These concerns are worth considering, particularly for agencies with access to multiple client accounts. The read-only nature of the current release mitigates some risks, but teams should still be cautious about which AI applications have access to your MCP server, how authentication credentials are stored and protected, whether sensitive client data could be exposed through natural language queries, and the potential for prompt injection attacks.
What's Next for Google Ads MCP
According to Search Engine Land, future iterations could expand beyond read-only functionality, potentially enabling AI-driven optimisation or campaign management directly through MCP integrations.
Imagine being able to say "Increase budget on campaign X by 20%" or "Pause all keywords with quality score below 4"—all through natural language, with the AI understanding context and executing changes safely.
The current implementation is clearly a foundation. Google has signalled that this solution is experimental and unsupported, which suggests they're testing the waters before committing to full production support.
Getting Started Checklist
If you're ready to experiment with the Google Ads MCP server, here's a focused checklist:
Apply for a Google Ads developer token through your Google Ads account (this can take several days for approval)
Set up OAuth credentials in Google Cloud Console with the appropriate scopes
Install Python 3.12 and choose your dependency manager (pipx or uv)
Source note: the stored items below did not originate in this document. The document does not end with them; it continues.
PR #10899, opened 2023-12-06
remove ts_bwf.cc and update locations where its used

cmcfarlen:
This remove tscpp/util/ts_bwf.cc and moves the used functionality to Diags.cc

The way that ts_bwf.cc registers globals does not play well with static libraries and was causing problems removing a circular dependency.  Also, this functionality (afaict) is only used in tscore/Diags.cc, so rather than carry this complexity for small benefit, I have factored this file out.

### DIFF
--- a/src/tscore/Diags.cc
+++ b/src/tscore/Diags.cc
@@ -214,6 +214,9 @@ Diags::~Diags()
   deactivate_all(DiagsTagType_Action);
 }
 
+namespace
+{
+
 struct DiagTimestamp {
   std::chrono::time_point<std::chrono::system_clock> ts = std::chrono::system_clock::now();
 };
@@ -244,6 +247,8 @@ bwformat(swoc::BufferWriter &w, swoc::bwf::Spec const &spec, DiagThreadname cons
   bwformat(w, spec, std::string_view{n.name});
   return w;
 }
+
+} // namespace
 
 //////////////////////////////////////////////////////////////////////////////
 //


src/tscore/Diags.cc
```diff
@@ -213,6 +214,37 @@ Diags::~Diags()
...
+  DiagThreadname() { ink_get_thread_name(name, sizeof(name)); }
+};
+
+swoc::BufferWriter &
+bwformat(swoc::BufferWriter &w, swoc::bwf::Spec const &spec, DiagThreadname const &n)
+{
+  bwformat(w, spec, std::string_view{n.name});
+  return w;
+}
+
```
ywkaras, line 247: Should all these added definitions be in an anonymous namespace?

cmcfarlen: adding to an anonymous namespace hides them from consideration as an overload.

ywkaras: Are you using the Swift compiler again?
```
wkaras ~/REPOS/TS
O$ git status
On branch cleanup-ts-bwf
Changes not staged for commit:
  (use "git add <file>..." to update what will be committed)
  (use "git restore <file>..." to discard changes in working directory)
	modified:   src/tscore/Diags.cc

no changes added to commit (use "git add" and/or "git commit -a")
wkaras ~/REPOS/TS
O$ git diff
diff --git a/src/tscore/Diags.cc b/src/tscore/Diags.cc
index 0092f9d9d..d1f870326 100644
--- a/src/tscore/Diags.cc
+++ b/src/tscore/Diags.cc
@@ -214,6 +214,9 @@ Diags::~Diags()
   deactivate_all(DiagsTagType_Action);
 }
 
+namespace
+{
+
 struct DiagTimestamp {
   std::chrono::time_point<std::chrono::system_clock> ts = std::chrono::system_clock::now();
 };
@@ -245,6 +248,8 @@ bwformat(swoc::BufferWriter &w, swoc::bwf::Spec const &spec, DiagThreadname cons
   return w;
 }
 
+} // end anonymous namespace
+
 //////////////////////////////////////////////////////////////////////////////
 //
 //      void Diags::print_va(...)
wkaras ~/REPOS/TS
O$ cmake --build build
[0/2] Re-checking globbed directories...
[54/54] Linking CXX executable plugins/experimental/uri_signing/unit_tests/uri_signing_test
wkaras ~/REPOS/TS
O$ 
```

ywkaras (approved):

PR #10902, opened 2023-12-07
Coverity 1523647: No virtual destructor

maskit:
`HttpBodySet` inherits `HttpBodySetRawData` and we have `HttpBodySet` has a destructor but `HttpBodySetRawData` doesn't have a virtual destructor.


maskit:
[approve ci freebsd]

bryancall (approved):

PR #10914, opened 2023-12-08
Coverity 1497395: Out-of-bounds access

maskit:


include/tscore/ink_inet.h
```diff
@@ -742,6 +742,8 @@ ats_ip_copy(sockaddr *dst,      ///< Destination object.
   }
   if (n) {
     if (src != dst) {
+      // It can access beyond sizeof(sockaddr) but the real size is checked above
+      // coverity[access_dbuff_const]
       memcpy(dst, src, n);
```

Configure your google-ads.yaml file with credentials or set up Application Default Credentials
Install an MCP-compatible client such as Claude Desktop or Gemini CLI
Update your MCP client configuration to include the Google Ads server with proper environment variables
Test the connection by asking for accessible accounts
Should Your Team Adopt MCP?
The honest answer is: it depends on your technical comfort level and use cases.
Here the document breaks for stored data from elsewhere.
PR #10923, opened 2023-12-11
Fix cache.volume_N.stripes metric issue by cleaning up CacheProcessor::cacheInitialized

### LINKED ISSUE #10921: `proxy.process.cache.volume_N.stripes` are not incremented if `ram_cache.size` is auto
In the cache initialization sequence, `vol_rsb.stripes` is incremented, but this happens only if `cache_config_ram_cache_size != AUTO_SIZE_RAM_CACHE`.

https://github.com/apache/trafficserver/blob/c1832e43bc0c57aa6b8a53590c48fc2709763012/src/iocore/cache/Cache.cc#L717

- e.g.

```
» traffic_ctl metric match stripe
proxy.process.cache.stripes 2
proxy.process.cache.volume_1.stripes 0
proxy.process.cache.volume_2.stripes 0
```

masaori335:
Alternative approach of #10922 to fix #10921.

The root cause is `CacheProcessor::cacheInitialized` has ton of duplicated code for `AUTO_SIZE_RAM_CACHE` case and configured case. This cleanup remove these duplicated code and increment metrics for both cases.

### DIFF
--- a/src/iocore/cache/Cache.cc
+++ b/src/iocore/cache/Cache.cc
@@ -576,9 +576,13 @@ CacheProcessor::diskInitialized()
 void
 CacheProcessor::cacheInitialized()
 {
-  int i;
+  if (theCache == nullptr) {
+    Dbg(dbg_ctl_cache_init, "theCache is nullptr");
+    return;
+  }
 
-  if (theCache && (theCache->ready == CACHE_INITIALIZING)) {
+  if (theCache->ready == CACHE_INITIALIZING) {
+    Dbg(dbg_ctl_cache_init, "theCache is initializing");
     return;
   }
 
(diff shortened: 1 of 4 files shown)


src/iocore/cache/Cache.cc
```diff
@@ -645,45 +634,22 @@ CacheProcessor::cacheInitialized()
...
+
       // let us calculate the Size
       if (cache_config_ram_cache_size == AUTO_SIZE_RAM_CACHE) {
         Dbg(dbg_ctl_cache_init, "CacheProcessor::cacheInitialized - cache_config_ram_cache_size == AUTO_SIZE_RAM_CACHE");
-        for (i = 0; i < gnvol; i++) {
-          stripe = gvol[i];
-
-          if (gvol[i]->cache_vol->ramcache_enabled) {
-            gvol[i]->ram_cache->init(stripe->dirlen() * DEFAULT_RAM_CACHE_MULTIPLIER, stripe);
-            ram_cache_bytes += gvol[i]->dirlen();
```
masaori335, line 656: This is another bug, this should be multiplied by `DEFAULT_RAM_CACHE_MULTIPLIER`.

masaori335:
Rebased on the latest master and add AuTest.

bneradt (approved):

If your team frequently needs ad-hoc reporting from Google Ads, is comfortable with basic technical setup, and wants to experiment with AI-assisted workflows, the MCP server is worth exploring. The read-only nature makes it relatively low-risk to test.
However, if you're expecting a plug-and-play solution without any configuration, or if your team isn't already working with AI assistants like Claude or ChatGPT, the setup overhead might not justify the benefits yet.
For agencies, the potential is particularly interesting. Being able to query multiple client accounts through natural language, without switching between interfaces or running manual reports, could significantly reduce administrative overhead.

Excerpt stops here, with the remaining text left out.